The set of test jobs are explicitly defined instead of auto-expanded from the implicit job property matrix. Since top-level properties are inherited by all jobs regardless of build stage, making the matrix explicit is less confusing and easier to reason about. YAML’s anchor (&foo) and alias merge key (<<: *foo) syntax let us do this without repeating ourselves unnecessarily.

New releases, via pushes to the release branch, trigger a new docker-base build to keep the Docker image up-to-date. This trigger is implemented in the deploy stage, which is implicitly conditioned on the previous test stage’s successful completion and explicitly conditioned on a non-PR trigger on the release branch. Note that currently we cannot test this deploy stage without making a release.

It can sometimes be useful to verify the config is parsed as you expect using https://config.travis-ci.com/explore.
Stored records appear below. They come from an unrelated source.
Issue #334, opened 2025-11-02
SimState child classes are not calling SimState Init


curtischong:
This is a severe issue and is a bug I introduced when I was working on the SimState Init this summer.

I thought child dataclass classes of parent dataclasses will always call the parent init on the child init. They don't.

I tried several different approaches (moving from an __init__ paradigm in SimState towards a __post_init__ paradigm) but it had many typing drawbacks and would fail some typecheckers. The current __init__ paradigm is the most typesafe. So I think we will keep it.

I have a few ideas but the simplest and most straightforward is to just have all the child states of simstate call the parent init. I will also probably add some type verification inside the `__init_subclass__` to verify that it is callign the simstate init.

The reason why htis is a big problem is because if we are not calling the simstate init, some important variables are checked/coerced into the right types. (e.g. system_index could be a tensor or none, but after the init it's always a tensor)

I have a wif fix. But will finish it up next morning:

https://github.com/curtischong/torch-sim/pull/10/files#r2484087837

thomasloux:
Didn't know either about init of child classes.
Why don't you want to put all the checks in 'post__init'?
Additionally at the moment, no one should directly create any subclass. This is handled in integrator / optimizer init starting from a SimState. Although we should take care of this edge case, because the check would only be run at the start of any pipeline

curtischong:
We can init some fields (system_idx) as `torch.Tensor | None`. If we define the system_idx field as `torch.Tensor | None` in the dataclass (so we can pass in a tensor or none during the init time), during inference time, the type of system_idx will appear as `torch.Tensor | None` to type checkers everytime we use it

thomasloux:
It would still advocate for using 'post_init' to check for shape and actually force user to provide a Tensor 'system_idx' for subclass of SimState. It would be easier to write new subclass, knowing that init function will be used in all cases from a SimState

curtischong:
yeah I tried a few things and I think moving back to postinit is the best way. It was very frustrating. But #335 is pretty much the fix I feel

PR #335, opened 2025-11-02
Put SimState Init logic into __post_init__ (and enforce kw_args=true for SimState children)

curtischong:
## Summary

Child dataclasses do not automatically call the parents init. So instead, I changed SimState to remove the init and just use post init (so child simstates will automatically call the post init, rather than having to explicitly cal the __init__). The key insight in making this work was to have a typechecking block force typecheckers to think that the value is not `| None` when we get `system_idx`

Note: this PR is breaking because we needed to add `kw_only` to all of the child dataclasses. This is because I needed to add `= field(default=None)` to the system_idx field in `SimState`

This fixes https://github.com/TorchSim/torch-sim/issues/334

## Checklist

### DIFF
--- a/torch_sim/state.py
+++ b/torch_sim/state.py
@@ -88,7 +88,7 @@ class SimState:
 
         @property
         def system_idx(self) -> torch.Tensor:
-            """A getter for simstate that tells typecheckers that it's always defined."""
+            """A getter for system_idx that tells type checkers it's always defined."""
             return self.system_idx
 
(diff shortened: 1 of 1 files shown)


thomasloux:
Need to have a more careful review but looks good to me. Actually I've already suggest using kw_args=False when adding constraints, as this variable is also a default value []

orionarcher (approved):
LGTM

thomasloux (approved):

Contributing documentation

Documentation is built using Sphinx and hosted on Read The Docs. Versions of the documentation for each augur release and git branch are available and preserved. Read The Docs is updated automatically from commits and releases on GitHub.

Doc Formats

Documentation is mostly written as reStructuredText (.rst) files, but they can also be Markdown (.md) files. There are advantages to both formats:

  • reStructuredText enables python-generated text to fill your documentation as in the auto-importing of modules or usage of plugins like sphinx-argparse (see below).
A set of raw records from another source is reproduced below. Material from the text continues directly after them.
PR #338, opened 2025-11-06
Fix calculate static state after relax

curtischong:
## Summary

Before this change, we'd get this error

```
TypeError: torch_sim.runners.static.<locals>.StaticState() got multiple values for keyword argument 'energy'
```
This is because we were creating a static_state but passing in fields that already existed (because we optimized the state before calculating the static property). Since we used **vars() to initialize the static state, we'd pass properties like energies twice into the constructor for StaticState.

To fix this PR I also had to make StaticState's attributes be dependent on only SimState's attributes.

### DIFF
--- a/torch_sim/runners.py
+++ b/torch_sim/runners.py
@@ -579,8 +579,8 @@ def static(
         forces: torch.Tensor
         stress: torch.Tensor
 
-        _atom_attributes = state._atom_attributes | {"forces"}  # noqa: SLF001
-        _system_attributes = state._system_attributes | {  # noqa: SLF001
+        _atom_attributes = SimState._atom_attributes | {"forces"}  # noqa: SLF001
+        _system_attributes = SimState._system_attributes | {  # noqa: SLF001
             "energy",
             "stress",
         }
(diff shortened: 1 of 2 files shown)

  • Markdown is more intuitive to write and is widely used outside of python development.

  • If you don’t need autogeneration of help documentation, then you may want to stick with writing Markdown.

Sphinx, coupled with reStructuredText, can be tricky to learn. Here’s a subset of reStructuredText worth committing to memory to help you get started writing these files.
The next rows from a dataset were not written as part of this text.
Issue #331, opened 2025-10-31
Add support for AMD GPUs (consumer/datacenter)


amacbride:
I'm working on a patch to support AMD consumer and datacenter GPUs (gfx1102/gfx942). I'm building a regression test suite and will be testing on a few CDNA3/4 and RDNA3/4 cards.

If anyone has specific suggestions about what to include, please comment here and I will incorporate them.

orionarcher:
Thanks for working on this! Per our discussion on slack it sounds like the main change is to the default neighbor list?

> I'm building a regression test suite and will be testing on a few CDNA3/4 and RDNA3/4 cards.

Is this something that would be integrated into TorchSim CI? Curious what you have in mind.

amacbride:
[torchsim-rocm-support.patch](https://github.com/user-attachments/files/23293027/torchsim-rocm-support.patch)

amacbride:
> Thanks for working on this! Per our discussion on slack it sounds like the main change is to the default neighbor list?
> 
> > I'm building a regression test suite and will be testing on a few CDNA3/4 and RDNA3/4 cards.
> 
> Is this something that would be integrated into TorchSim CI? Curious what you have in mind.

Yes, that's probably the right place for it. I want to check both correctness and performance.

amacbride:
I'm going to continue testing on more-exotic cards, but the test suite passed on the AMD Radeon RX 7600. There was a warning about one MACE test, but that was already a float64 model being run as float32, so a 6% difference isn't entirely surprising.

  - Test: test_mace_consistency[ti_sim_state] - the titanium (Ti) test case fails (14/15 pass)                                                                                                                                                                                                                             
  - Error: Force comparison off by small margin                                                                                                                                                                                                                                                                                  
    - Absolute difference: 1.065e-05 vs tolerance 1.0e-05 (6.5% over tolerance)                                                                                                                                                                                                                                                 
    - Relative difference: 1.2 (120%) vs tolerance 1e-05                                                                                                                                                                                                                                                                        
    - 2 out of 6 force components mismatched for this one case

abhijeetgangan:
This should be moved to discussion along with the AMD neighborlist kernel request. I have had other people request this as well.

The problem will always be acceleration of the models as they are most of the time the bottleneck. A intermediate solution is to have triton kernels.

PR #347, opened 2025-11-20
Add support for AMD GPUs (consumer/datacenter) #331

amacbride:
## Summary

* Enable AMD GPUs by making vesin optional and using standard_nl as a fallback
* patched neighbors.py

## Checklist

* [ x ] Run [ruff](https://beta.ruff.rs/docs/rules/#pydocstyle-d) on your code.

### DIFF
--- a/tests/models/test_mace.py
+++ b/tests/models/test_mace.py
@@ -25,7 +25,7 @@ except (ImportError, ValueError):
 
 raw_mace_mp = mace_mp(model=MaceUrls.mace_mp_small, return_raw_model=True)
 raw_mace_off = mace_off(model=MaceUrls.mace_off_small, return_raw_model=True)
-DTYPE = torch.float32
+DTYPE = torch.float64
 
 
 @pytest.fixture
@@ -47,27 +47,6 @@ def ts_mace_model() -> MaceModel:
     )
 
 
-@pytest.fixture
-def ase_mace_calculator_float64() -> MACECalculator:
-    return mace_mp(
-        model=MaceUrls.mace_mp_small,
-        device="cpu",
-        default_dtype="float64",
-        dispersion=False,
-    )
-
-
-@pytest.fixture
-def ts_mace_model_float64() -> MaceModel:
-    return MaceModel(
-        model=raw_mace_mp,
-        device=DEVICE,
-        dtype=torch.float64,
-        compute_forces=True,
-        compute_stress=True,
-    )
-
-
 test_mace_consistency = make_model_calculator_consistency_test(
     test_name="mace",
     model_fixture_name="ts_mace_model",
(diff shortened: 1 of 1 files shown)


torch_sim/neighbors.py
```diff
@@ -498,19 +508,19 @@ def standard_nl(
     return mapping, shifts
 
 
-@torch.jit.script
 def vesin_nl_ts(
```
orionarcher: I'd advocate that we retain `vesin_nl_ts` unchanged but add a new function `vesin_w_fallback` that has the switching logic between `vesin_nl_ts` and `standard_nl`, then make that the default.

tests/test_vesin_fallback.py
```diff
@@ -0,0 +1,78 @@
+"""Test vesin fallback functionality for ROCm/AMD GPU support."""
```
orionarcher: I'd advocate we put these tests in test_neighbors.py instead of in their own file.

tests/test_vesin_fallback.py
```diff
@@ -0,0 +1,78 @@
...
+
+import pytest
+import torch
+
+from torch_sim import neighbors
+
+
+def test_vesin_availability_flag() -> None:
+    """Test that VESIN_AVAILABLE flag is correctly set."""
```
orionarcher: As I understand it, none of these tests will actually test the switching if vesin is available, which it will be in CI.

Could we write a test where we monkeypatch the imports for vesin to None so that the `VESIN_AVAILABLE` flag will be set to `False`?

torch_sim/neighbors.py
amacbride: Sounds good, will make that change.

amacbride: (I decided to call the function `torchsim_nl` so that it could remain unchanged if it is decided to change implementations in the future.)

amacbride:
This should be close to finished. I incorporated @orionarcher 's feedback and slightly modified the titanium test to run in float64 instead of float32 -- boundary issues were causing the test to fail originally; it passes now.

tests/models/test_mace.py
```diff
@@ -47,15 +47,47 @@ def ts_mace_model() -> MaceModel:
...
+
+@pytest.fixture
+def ts_mace_model_float64() -> MaceModel:
+    return MaceModel(
+        model=raw_mace_mp,
+        device=DEVICE,
+        dtype=torch.float64,
+        compute_forces=True,
+        compute_stress=True,
+    )
```
orionarcher: Should we make float64 the default here? Might be better than having two versions of both calculators floating around.

torch_sim/neighbors.py
```diff
@@ -508,95 +508,165 @@ def standard_nl(
...
+        shifts = S.to(dtype=dtype, device=device)
+
+        if sort_id:
+            idx = torch.argsort(mapping[0])
+            mapping = mapping[:, idx]
+            shifts = shifts[idx, :]
+
+        return mapping, shifts
+
+    def vesin_nl(
```
orionarcher, line 586: It looks like vesin_nl is defined twice? Once with jit compilation and once without?

orionarcher (approved):
Thanks for the quick turnaround!

Just a couple small comments. I trust you to finish this off.

tests/models/test_mace.py
amacbride: Fine with me -- I didn't want to change the default unilaterally.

Many Sphinx reStructuredText files contain a directive to add relations between single files in the documentation known as a Table of Contents Tree (TOC Tree).

Human-readable augur and augur subcommand documentation is written using a Sphinx extension called sphinx-argparse.

Folder structure

The documentation source-files are located in ./docs, with ./docs/index.rst being the main entry point. Each subsection of the documentation is a subdirectory inside ./docs. For instance, the tutorials are all found in ./docs/tutorials and are included in the documentation website via the directive in ./docs/index.rst.

Building documentation

Building the documentation locally is useful to test changes. First, make sure you have the development dependencies of augur installed:

pip install -e '.[dev]'

This installs packages listed in the dev section of extras_require in setup.py, as well as augur’s dependencies as necessary.

Sphinx and make are used when building documentation. Here are some examples that you may find useful:

Build the HTML output format by running:

make -C docs html

Sphinx can build other formats, such as epub. To see other available formats, run:

make -C docs help

To update the API documentation after adding or removing an augur submodule, autogenerate a new API file as follows.

sphinx-apidoc -T -f -MeT -o docs/api augur

To make doc rebuilds faster, Sphinx caches built documentation by default, which is generally great, but can cause the sidebar of pages to be stale. You can clean out the cache with:

make -C docs clean

To view the generated documentation in your browser, Mac users should run:

open docs/_build/html/index.html

Linux users can view the docs by running:

xdg-open docs/_build/html/index.html

This will open your browser for you to see and read your work.